According to IETF at https://tools.ietf.org/id/draft-ietf-netvc-testing-06.html#rfc.section.4.2 number 2 At least four points must be computed. These points should be the same quantizers when comparing two versions of the same codec. So any lesser points than 4 are not valid for reliable results.

1. Rate/distortion points are calculated for the reference and test codec.
2. At least four points must be computed. These points should be the same quantizers when comparing two versions of the same codec.
3. Additional points outside of the range should be discarded.
4. The rates are converted into log-rates.
5. A piecewise cubic hermite interpolating polynomial is fit to the points for each codec to produce functions of log-rate in terms of distortion.

Metric score ranges are computed:
1. If comparing two versions of the same codec, the overlap is the intersection of the two curves, bound by the chosen quantizer points.

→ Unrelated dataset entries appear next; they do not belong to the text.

PR #239, opened 2019-04-30
First attempt to add unit tests in the UI

stonko1994:
## Description
This PR will add a simple test setup for test using jest

## Test
Simple test which tests if `UIContainer.release` does not crash even if `uiHideTimeout` and / or `userInteractionEvents` is undefined.

@protyposis Some questions:
- What do you think about the setup (playerMock, ...)
- I'm aware that this test never calls `configure` for example but it's not needed to test this fix.
- What about expecting private properties (with any cast)


spec/components/uicontainer.spec.ts
```diff
@@ -0,0 +1,24 @@
...
+  describe('release', () => {
+    it('checks if userInteractionEvents and uiHideTimeout is undefined', () => {
+      const uiContainer = new UIContainer({
+        hideDelay: -1, // With an hideDelay of -1 the uiHideTimeout and userInteractionEvents never will be initialized
+        components: [],
+      });
+
+      uiContainer.release();
+      // Ensure that we don't try to call something on undefined properties
+      expect((uiContainer as any).uiHideTimeout).toBeUndefined();
```
protyposis: How does this check ensure that no calls are made?

spec/helper/MockHelper.ts
```diff
@@ -0,0 +1,318 @@
...
+
+    return new PlayerMockClass();
+  }
+}
+
+export interface TestingPlayerAPI extends PlayerAPI {
+  eventEmitter: EventEmitter;
+}
+
+interface EventEmitter {
```
protyposis: What's the purpose of this interface if there's only one class that implements it?

spec/components/uicontainer.spec.ts
```diff
@@ -0,0 +1,24 @@
...
+
+let playerMock: TestingPlayerAPI;
+
+describe('UIContainer', () => {
+  beforeEach(() => {
+    playerMock = MockHelper.getPlayerMock();
+  });
+
+  describe('release', () => {
+    it('checks if userInteractionEvents and uiHideTimeout is undefined', () => {
```
protyposis: I think this test needs to be split in two. The first one testing if `release` does not crash, and the second one if `userInteractionEvents` and `uiHideTimeout` are undefined, which only makes sense if  `configure` is called (without `configure` they will always be undefined).

protyposis: Although, `release` only crashed if those properties were undefined, right? Anyway without calling `configure` the test does not cover the actual issue we had. So maybe two tests which check if `release` works with and without `configure`.

spec/components/uicontainer.spec.ts
stonko1994: It actually doesn't but it would crash if so ... I wasn't sure how to test as they are private properties and I don't like tests called `should not crash ...` and without actual expectation.

spec/helper/MockHelper.ts
stonko1994: Good question ... actually nothing :D

spec/components/uicontainer.spec.ts
stonko1994: > Although, release only crashed if those properties were undefined, right?

Yes

stonko1994:
> Can you include the tests into the Travis build?

Yes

2. If comparing dissimilar codecs, a third anchor codec’s metric scores at fixed quantizers are used directly as the bounds.
3. The log-rate is numerically integrated over the metric range for each curve, using at least 1000 samples and trapezoidal integration.
4. The resulting integrated log-rates are converted back into linear rate, and then the percent difference is calculated from the reference to the test codec.